The reply must consist of the entire listing, reproduced exactly.

[DATASET EXTRACT]
[Start of Attachment]

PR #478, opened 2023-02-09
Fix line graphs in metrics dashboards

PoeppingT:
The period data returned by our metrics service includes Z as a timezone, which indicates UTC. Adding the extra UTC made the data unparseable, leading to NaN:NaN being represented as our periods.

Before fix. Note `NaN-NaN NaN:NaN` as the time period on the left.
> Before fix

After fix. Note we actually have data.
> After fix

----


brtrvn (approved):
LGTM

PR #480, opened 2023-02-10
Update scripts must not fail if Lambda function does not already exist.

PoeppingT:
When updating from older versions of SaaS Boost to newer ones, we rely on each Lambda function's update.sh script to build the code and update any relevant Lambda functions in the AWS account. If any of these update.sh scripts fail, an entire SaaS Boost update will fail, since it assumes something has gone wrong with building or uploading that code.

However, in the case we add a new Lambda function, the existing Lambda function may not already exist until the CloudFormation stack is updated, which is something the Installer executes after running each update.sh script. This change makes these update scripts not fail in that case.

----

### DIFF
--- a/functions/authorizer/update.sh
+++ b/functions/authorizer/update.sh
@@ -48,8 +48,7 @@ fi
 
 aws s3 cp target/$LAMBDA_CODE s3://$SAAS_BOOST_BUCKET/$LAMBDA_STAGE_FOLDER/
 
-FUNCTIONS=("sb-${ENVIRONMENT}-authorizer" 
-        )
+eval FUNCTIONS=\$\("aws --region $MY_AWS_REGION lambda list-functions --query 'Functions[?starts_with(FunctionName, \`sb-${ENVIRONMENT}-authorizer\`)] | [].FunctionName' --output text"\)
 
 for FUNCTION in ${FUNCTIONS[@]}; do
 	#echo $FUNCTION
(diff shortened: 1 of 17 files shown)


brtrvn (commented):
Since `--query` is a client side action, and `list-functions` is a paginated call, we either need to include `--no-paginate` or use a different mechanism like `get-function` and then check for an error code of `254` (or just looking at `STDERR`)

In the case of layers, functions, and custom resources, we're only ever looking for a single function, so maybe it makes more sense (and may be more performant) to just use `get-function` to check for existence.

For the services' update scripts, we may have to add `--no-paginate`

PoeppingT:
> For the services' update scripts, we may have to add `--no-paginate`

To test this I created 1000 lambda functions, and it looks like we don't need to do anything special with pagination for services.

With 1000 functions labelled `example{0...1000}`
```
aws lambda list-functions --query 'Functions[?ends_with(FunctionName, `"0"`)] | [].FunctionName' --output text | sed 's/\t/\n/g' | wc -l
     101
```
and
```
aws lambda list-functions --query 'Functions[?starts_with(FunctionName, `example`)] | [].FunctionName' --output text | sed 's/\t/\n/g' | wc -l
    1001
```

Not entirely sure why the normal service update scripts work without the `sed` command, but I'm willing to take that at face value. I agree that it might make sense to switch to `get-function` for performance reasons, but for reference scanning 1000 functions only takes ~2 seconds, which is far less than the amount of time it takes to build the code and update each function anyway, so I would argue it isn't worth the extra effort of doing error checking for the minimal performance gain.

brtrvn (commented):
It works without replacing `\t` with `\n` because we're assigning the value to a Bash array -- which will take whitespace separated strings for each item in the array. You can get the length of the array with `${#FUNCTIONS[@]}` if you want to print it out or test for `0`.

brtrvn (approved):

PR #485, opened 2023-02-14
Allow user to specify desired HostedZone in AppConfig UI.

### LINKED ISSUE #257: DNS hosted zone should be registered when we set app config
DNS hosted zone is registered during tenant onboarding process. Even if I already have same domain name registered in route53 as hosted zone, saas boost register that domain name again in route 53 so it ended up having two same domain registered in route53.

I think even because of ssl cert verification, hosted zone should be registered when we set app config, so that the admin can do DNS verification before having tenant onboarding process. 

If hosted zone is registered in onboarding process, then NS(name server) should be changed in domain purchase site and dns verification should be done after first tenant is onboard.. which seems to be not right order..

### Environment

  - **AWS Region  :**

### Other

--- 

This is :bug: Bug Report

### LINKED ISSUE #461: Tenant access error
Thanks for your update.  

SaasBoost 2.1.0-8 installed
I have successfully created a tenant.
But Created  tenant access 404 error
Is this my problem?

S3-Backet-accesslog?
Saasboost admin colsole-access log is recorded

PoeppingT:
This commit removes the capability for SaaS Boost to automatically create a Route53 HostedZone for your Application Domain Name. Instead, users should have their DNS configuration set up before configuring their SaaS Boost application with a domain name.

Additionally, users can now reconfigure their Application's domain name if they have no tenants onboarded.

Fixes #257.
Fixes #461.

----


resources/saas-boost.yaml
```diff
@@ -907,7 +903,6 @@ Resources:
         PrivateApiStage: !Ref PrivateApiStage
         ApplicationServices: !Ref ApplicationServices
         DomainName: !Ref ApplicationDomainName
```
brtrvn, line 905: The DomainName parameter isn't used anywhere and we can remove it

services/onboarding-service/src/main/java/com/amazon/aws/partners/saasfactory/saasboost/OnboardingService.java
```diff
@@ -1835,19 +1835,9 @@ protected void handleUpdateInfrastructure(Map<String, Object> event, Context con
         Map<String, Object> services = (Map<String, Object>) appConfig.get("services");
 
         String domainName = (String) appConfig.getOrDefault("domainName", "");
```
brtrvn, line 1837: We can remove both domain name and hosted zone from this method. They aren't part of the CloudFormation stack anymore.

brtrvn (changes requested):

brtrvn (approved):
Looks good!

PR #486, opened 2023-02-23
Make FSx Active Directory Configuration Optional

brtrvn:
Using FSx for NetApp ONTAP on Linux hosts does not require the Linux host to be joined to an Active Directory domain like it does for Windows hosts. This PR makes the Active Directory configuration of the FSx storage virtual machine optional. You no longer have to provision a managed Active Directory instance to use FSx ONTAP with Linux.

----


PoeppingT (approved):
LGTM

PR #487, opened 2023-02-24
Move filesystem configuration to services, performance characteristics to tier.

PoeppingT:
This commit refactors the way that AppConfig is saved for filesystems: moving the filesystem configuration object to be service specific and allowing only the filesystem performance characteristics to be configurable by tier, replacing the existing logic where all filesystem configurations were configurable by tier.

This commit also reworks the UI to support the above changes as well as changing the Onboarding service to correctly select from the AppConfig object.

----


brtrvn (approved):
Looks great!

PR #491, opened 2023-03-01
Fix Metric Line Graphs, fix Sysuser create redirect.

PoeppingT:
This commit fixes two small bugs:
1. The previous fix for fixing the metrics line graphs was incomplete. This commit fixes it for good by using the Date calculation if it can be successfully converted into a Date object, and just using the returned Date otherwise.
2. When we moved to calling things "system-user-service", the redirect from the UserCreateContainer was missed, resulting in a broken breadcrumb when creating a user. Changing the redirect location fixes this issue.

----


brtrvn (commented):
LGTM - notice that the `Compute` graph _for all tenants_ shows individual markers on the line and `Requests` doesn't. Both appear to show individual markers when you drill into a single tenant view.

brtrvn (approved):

[End of Attachment]

[SOLUTION FOR THIS EXERCISE]
PR #478, opened 2023-02-09
Fix line graphs in metrics dashboards

PoeppingT:
The period data returned by our metrics service includes Z as a timezone, which indicates UTC. Adding the extra UTC made the data unparseable, leading to NaN:NaN being represented as our periods.

Before fix. Note `NaN-NaN NaN:NaN` as the time period on the left.
> Before fix

After fix. Note we actually have data.
> After fix

----


brtrvn (approved):
LGTM

PR #480, opened 2023-02-10
Update scripts must not fail if Lambda function does not already exist.

PoeppingT:
When updating from older versions of SaaS Boost to newer ones, we rely on each Lambda function's update.sh script to build the code and update any relevant Lambda functions in the AWS account. If any of these update.sh scripts fail, an entire SaaS Boost update will fail, since it assumes something has gone wrong with building or uploading that code.

However, in the case we add a new Lambda function, the existing Lambda function may not already exist until the CloudFormation stack is updated, which is something the Installer executes after running each update.sh script. This change makes these update scripts not fail in that case.

----

### DIFF
--- a/functions/authorizer/update.sh
+++ b/functions/authorizer/update.sh
@@ -48,8 +48,7 @@ fi
 
 aws s3 cp target/$LAMBDA_CODE s3://$SAAS_BOOST_BUCKET/$LAMBDA_STAGE_FOLDER/
 
-FUNCTIONS=("sb-${ENVIRONMENT}-authorizer" 
-        )
+eval FUNCTIONS=\$\("aws --region $MY_AWS_REGION lambda list-functions --query 'Functions[?starts_with(FunctionName, \`sb-${ENVIRONMENT}-authorizer\`)] | [].FunctionName' --output text"\)
 
 for FUNCTION in ${FUNCTIONS[@]}; do
 	#echo $FUNCTION
(diff shortened: 1 of 17 files shown)


brtrvn (commented):
Since `--query` is a client side action, and `list-functions` is a paginated call, we either need to include `--no-paginate` or use a different mechanism like `get-function` and then check for an error code of `254` (or just looking at `STDERR`)

In the case of layers, functions, and custom resources, we're only ever looking for a single function, so maybe it makes more sense (and may be more performant) to just use `get-function` to check for existence.

For the services' update scripts, we may have to add `--no-paginate`

PoeppingT:
> For the services' update scripts, we may have to add `--no-paginate`

To test this I created 1000 lambda functions, and it looks like we don't need to do anything special with pagination for services.

With 1000 functions labelled `example{0...1000}`
```
aws lambda list-functions --query 'Functions[?ends_with(FunctionName, `"0"`)] | [].FunctionName' --output text | sed 's/\t/\n/g' | wc -l
     101
```
and
```
aws lambda list-functions --query 'Functions[?starts_with(FunctionName, `example`)] | [].FunctionName' --output text | sed 's/\t/\n/g' | wc -l
    1001
```

Not entirely sure why the normal service update scripts work without the `sed` command, but I'm willing to take that at face value. I agree that it might make sense to switch to `get-function` for performance reasons, but for reference scanning 1000 functions only takes ~2 seconds, which is far less than the amount of time it takes to build the code and update each function anyway, so I would argue it isn't worth the extra effort of doing error checking for the minimal performance gain.

brtrvn (commented):
It works without replacing `\t` with `\n` because we're assigning the value to a Bash array -- which will take whitespace separated strings for each item in the array. You can get the length of the array with `${#FUNCTIONS[@]}` if you want to print it out or test for `0`.

brtrvn (approved):

PR #485, opened 2023-02-14
Allow user to specify desired HostedZone in AppConfig UI.

### LINKED ISSUE #257: DNS hosted zone should be registered when we set app config
DNS hosted zone is registered during tenant onboarding process. Even if I already have same domain name registered in route53 as hosted zone, saas boost register that domain name again in route 53 so it ended up having two same domain registered in route53.

I think even because of ssl cert verification, hosted zone should be registered when we set app config, so that the admin can do DNS verification before having tenant onboarding process. 

If hosted zone is registered in onboarding process, then NS(name server) should be changed in domain purchase site and dns verification should be done after first tenant is onboard.. which seems to be not right order..

### Environment

  - **AWS Region  :**

### Other

--- 

This is :bug: Bug Report

### LINKED ISSUE #461: Tenant access error
Thanks for your update.  

SaasBoost 2.1.0-8 installed
I have successfully created a tenant.
But Created  tenant access 404 error
Is this my problem?

S3-Backet-accesslog?
Saasboost admin colsole-access log is recorded

PoeppingT:
This commit removes the capability for SaaS Boost to automatically create a Route53 HostedZone for your Application Domain Name. Instead, users should have their DNS configuration set up before configuring their SaaS Boost application with a domain name.

Additionally, users can now reconfigure their Application's domain name if they have no tenants onboarded.

Fixes #257.
Fixes #461.

----


resources/saas-boost.yaml
```diff
@@ -907,7 +903,6 @@ Resources:
         PrivateApiStage: !Ref PrivateApiStage
         ApplicationServices: !Ref ApplicationServices
         DomainName: !Ref ApplicationDomainName
```
brtrvn, line 905: The DomainName parameter isn't used anywhere and we can remove it

services/onboarding-service/src/main/java/com/amazon/aws/partners/saasfactory/saasboost/OnboardingService.java
```diff
@@ -1835,19 +1835,9 @@ protected void handleUpdateInfrastructure(Map<String, Object> event, Context con
         Map<String, Object> services = (Map<String, Object>) appConfig.get("services");
 
         String domainName = (String) appConfig.getOrDefault("domainName", "");
```
brtrvn, line 1837: We can remove both domain name and hosted zone from this method. They aren't part of the CloudFormation stack anymore.

brtrvn (changes requested):

brtrvn (approved):
Looks good!

PR #486, opened 2023-02-23
Make FSx Active Directory Configuration Optional

brtrvn:
Using FSx for NetApp ONTAP on Linux hosts does not require the Linux host to be joined to an Active Directory domain like it does for Windows hosts. This PR makes the Active Directory configuration of the FSx storage virtual machine optional. You no longer have to provision a managed Active Directory instance to use FSx ONTAP with Linux.

----


PoeppingT (approved):
LGTM

PR #487, opened 2023-02-24
Move filesystem configuration to services, performance characteristics to tier.

PoeppingT:
This commit refactors the way that AppConfig is saved for filesystems: moving the filesystem configuration object to be service specific and allowing only the filesystem performance characteristics to be configurable by tier, replacing the existing logic where all filesystem configurations were configurable by tier.

This commit also reworks the UI to support the above changes as well as changing the Onboarding service to correctly select from the AppConfig object.

----


brtrvn (approved):
Looks great!

PR #491, opened 2023-03-01
Fix Metric Line Graphs, fix Sysuser create redirect.

PoeppingT:
This commit fixes two small bugs:
1. The previous fix for fixing the metrics line graphs was incomplete. This commit fixes it for good by using the Date calculation if it can be successfully converted into a Date object, and just using the returned Date otherwise.
2. When we moved to calling things "system-user-service", the redirect from the UserCreateContainer was missed, resulting in a broken breadcrumb when creating a user. Changing the redirect location fixes this issue.

----


brtrvn (commented):
LGTM - notice that the `Compute` graph _for all tenants_ shows individual markers on the line and `Requests` doesn't. Both appear to show individual markers when you drill into a single tenant view.

brtrvn (approved):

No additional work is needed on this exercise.